My current Ionic / Angular / Firebase + a very simple Node server app has security issue when using Braintree to charge user credit card. The problem, according to @RaymondBerg is because client can post any customerId and create a braintree token and charge that customer. Since all my user authorization happened in Firebase / Angular - client side. So when user do a $HTTP.post from my AngularJS/Ionic to my Node server, I don't want to authorize them again (as I don't even know how to do that so I use Firebase).
So what is the strategy here to setup Firebase and my Node server to work with payment system like braintree?
One thing I can think off, is to first create a node in my firebase before http request and then pass in the client $id for request in client side (Ionic app):
$scope.getToken = function () { var ref = new Firebase('[FirebaseURL]/braintreePaymentToken'); var tokenObj = $firebaseObject(ref.child(posterId)); tokenObj.tokenGenerated = true; tokenObj.$save().then(function(){ $http({ method: 'POST', url: 'http://localhost:3000/api/v1/token', data: { //user $id from Firebase userId: snapshot.key(), } })}
In Firebase, I set up a security rule as:
"braintreePayment": {
".read": false,
".write": false,
},
"braintreePaymentToken": {
"$uid": {
".read": "auth != null",
".write": "auth != null && auth.uid == $uid",
}
},
This way, the temp node braintreePaymentToken can ONLY be written by current login user in the app. Other login user (nefarious user) can not write on this node b/c their auth.uid will not equal to posterId, which posterId is the user who need to pay.
On server end, I use once to see if I can find the value:
var ref = new Firebase('[FirebaseURL]');
app.post('/api/v1/token', jsonParser, function (request, response) {
var userId = request.body.userId;
console.log (userId);
//customerId from braintree is stored here so no one except the server can read it
ref.child('braintreePayment').child(userId).once("value", function(snapshot){
var exists = (snapshot.val() !== null);
console.log (exists);
if (exists) {
console.log ("using exsiting customer!");
//If braintreePaymentToken with userId child exsited, it mean this request is come from my Ionic client, not from anywhere else.
ref.child('braintreePaymentToken').child(userId).once("value", function(snap) {
if (snap.val()) {
gateway.clientToken.generate({
customerId: snapshot.val().customerId
}, function (err, res) {
if (err) throw err;
response.json({
"client_token": res.clientToken
});
//After I return the clientToken, I delete the braintreePaymentToken node. It is like using Firebase to send email with Zaiper. More secue I guess?
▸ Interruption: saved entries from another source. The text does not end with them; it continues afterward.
PR #1605, opened 2023-11-30
feat(payment): PAYPAL-2620 paypal-express-integration package

bc-nick:
## What?

Created `paypal-express-integration` package

## Why?

To separate and move related code

@bigcommerce/team-checkout


serhii-tkachenko (approved):

packages/paypal-express-integration/src/index.ts
bc-peng, line 1: Can you please explain why are you making this skeleton package here?
Would it be possible to create a PR with actual content in it?

packages/paypal-express-integration/project.json
```diff
@@ -0,0 +1,25 @@
+{
+  "root": "packages/paypal-express-integration",
+  "sourceRoot": "packages/paypal-express-integration/src",
+  "projectType": "library",
+  "targets": {
+    "lint": {
+      "executor": "@nrwl/linter:eslint",
+      "outputs": ["{options.outputFile}"],
+      "options": {
+        "lintFilePatterns": ["packages/paypal-express-integration/**/*.ts"]
```
bc-peng, line 10:
```suggestion
        "lintFilePatterns": ["packages/paypal-express-integration/**/*.{ts,tsx}"]
```

bc-peng:
Can we add an e2e test to the package?

packages/paypal-express-integration/project.json
bc-nick: done

bc-nick:
> Can we add an e2e test to the package?

@bc-peng would be better to create another ticket for writing e2e test and do it separately. Because i already have combined a two tickets to one PR.
I will create a ticket for this and take it to work in one of the next sprints

.github/CODEOWNERS
```diff
@@ -56,6 +56,7 @@
 /packages/braintree-integration @bigcommerce/team-paypal
 /packages/paypal-commerce-integration @bigcommerce/team-paypal
 /packages/paypal-connect-integration @bigcommerce/team-paypal
+/packages/paypal-express-integration @bigcommerce/team-integrations
```
serhii-tkachenko, line 59:
```suggestion
/packages/paypal-express-integration @bigcommerce/team-paypal 
```

serhii-tkachenko (approved):

bc-peng (approved):
LGTM. 👏👏

vitalii-koshovyi (changes requested):
We need to make this package generic. This functionality should be used by other providers. For example https://github.com/bigcommerce/checkout-js/blob/master/packages/bluesnap-direct-integration/src/BlueSnapDirectAlternativePaymentMethod.tsx
 potentially it could be used by a lot of providers from the `core`

I believe we need to add e2e tests, to be sure that refactoring doesn't break anything.

My proposition is:

**1) Make this package generic for other providers**
You need to create module resolver here https://github.com/bigcommerce/checkout-js/tree/master/packages/hosted-payment-integration/src instead of creation separate module for pp-express
**We just need to figure out what to do with provider specific initialization props** 
I mean this one 
```
paypalexpress: {
     useRedirectFlow: true,
},
```
**2) Create separate package paypal-express-integration** that will contain e2e tests

**3) Remove Bluesnap** [file](https://github.com/bigcommerce/checkout-js/blob/master/packages/bluesnap-direct-integration/src/BlueSnapDirectAlternativePaymentMethod.tsx) and add bluesnap resolver [{ gateway: 'bluesnapdirect' }] to the hosted-payment-integration toResolvableComponent function call.

cc @serhii-tkachenko @PavlenkoM

vitalii-koshovyi:
@bc-peng @animesh1987 @serhii-tkachenko @bc-nick @PavlenkoM  do you agree with my idea that https://github.com/bigcommerce/checkout-js/tree/master/packages/hosted-payment-integration/src should have its own resolver? I think it should be generic for other providers as well. To avoid code duplication.
But we should have a provider specific package that will have e2e tests.
You can check my comment above

serhii-tkachenko:
> @bc-peng @animesh1987 @serhii-tkachenko @bc-nick @PavlenkoM do you agree with my idea that https://github.com/bigcommerce/checkout-js/tree/master/packages/hosted-payment-integration/src should have its own resolver? I think it should be generic for other providers as well. To avoid code duplication. But we should have a provider specific package that will have e2e tests. You can check my comment above

Yes, I agree with the idea, that we probably should reduce amount of code (packages). We can make the same as we have in CheckoutButton - generic component for buttons on checkout page.

vitalii-koshovyi (approved):
After discussion with @serhii-tkachenko and @bc-nick we decided to leave it as it is.
Because providers have unique initializationData and we didn't find a way to make it generic for all providers. 
Current approach is a simplest from other variants that we discussed. 

I would recommend to add e2e test for this paypal-express package.

Well done!

PR #1609, opened 2023-12-01
feat(payment): PI-1148 Hide card holder name from hosted fields form

PavlenkoM:
## What?
Add ability to hide card holder name field when payment provider doesn't use it

## Why?
For new TD Bank integration we don't need this field and should not show unused fields

## Testing / Proof
Unit tests and manually tested
Screenshot 2023-12-04 at 11 03 25

### Show all fields 
• When options for specific fields wasn't set
Screenshot 2023-12-01 at 18 07 17
• When card holder name field was enabled manually
Screenshot 2023-12-01 at 18 08 06
### Hide card holder name
• When only card holder name field was disabled
Screenshot 2023-12-01 at 18 08 42
Screenshot 2023-12-04 at 10 33 35
Screenshot 2023-12-04 at 10 36 16
• When card holder name was disabled and card code field was disabled
Screenshot 2023-12-01 at 18 09 57
### Card code field was disabled
card holder name field enabled manually or it's value wasn't set
Screenshot 2023-12-01 at 18 09 28

@bigcommerce/team-checkout

### DIFF
--- a/packages/hosted-credit-card-integration/src/components/HostedCreditCardFieldset/HostedCreditCardFieldset.tsx
+++ b/packages/hosted-credit-card-integration/src/components/HostedCreditCardFieldset/HostedCreditCardFieldset.tsx
@@ -1,3 +1,4 @@
+import classNames from 'classnames';
 import React, { FunctionComponent, ReactNode } from 'react';
 
 import { TranslatedString } from '@bigcommerce/checkout/locale';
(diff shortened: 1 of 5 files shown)


packages/hosted-credit-card-integration/src/components/HostedCreditCardFieldset/HostedCreditCardFieldset.tsx
```diff
@@ -34,7 +35,12 @@ const HostedCreditCardFieldset: FunctionComponent<HostedCreditCardFieldsetProps>
             </Legend>
         }
     >
-        <div className="form-ccFields">
+        <div
```
animesh1987, line 38: Is there a test for this?

animesh1987 (approved):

ref.child('braintreePaymentToken').child(userId).remove();
});
else {
response.json({
"client_token": "Unauthorized Access!"
});
}
} else {
console.log ("using no customer!");
gateway.clientToken.generate({}, function (err, res) {
if (err) throw err;
response.json({
"client_token": res.clientToken
});
});
}
});
});
And when user hit pay button on my client(ionic app), I do the Firebase Once request again to see if the customerId already in my firebase/braintreePayment. If not, we save one with the return transaction customerId created by braintree.
app.post('/api/v1/process', jsonParser, function (request, response) {
var transaction = request.body;
ref.child('braintreePayment').child(transaction.userId).once("value", function(snapshot){
var exists = (snapshot.val() !== null);
console.log (exists);
if (exists) {
console.log ("Return customer!");
gateway.transaction.sale({
amount: transaction.amount,
paymentMethodNonce: transaction.payment_method_nonce,
options: {
submitForSettlement: true
},
}, function (err, result) {
if (err) throw err;
response.json(result);
});
} else {
console.log ("First time customer!");
gateway.transaction.sale({
amount: transaction.amount,
paymentMethodNonce: transaction.payment_method_nonce,
options: {
store_in_vault_on_success: true,
submitForSettlement: true
},
}, function (err, result) {
if (err) throw err;
console.log ("Customer Id: " + result.transaction.customer.id);
var customerId = result.transaction.customer.id;
ref.child('braintreePayment').child(transaction.userId).update({customerId: customerId});
response.json(result);
});
}
});
});
As you see, this is REALLY COMPLICATED. But I do not know a better, secue way to do this... Is this the best way to structure between Firebase, Node, and Braintree? Is this address the OWASP security concern? Is there way to improve this code to be better or there is a better way to do it?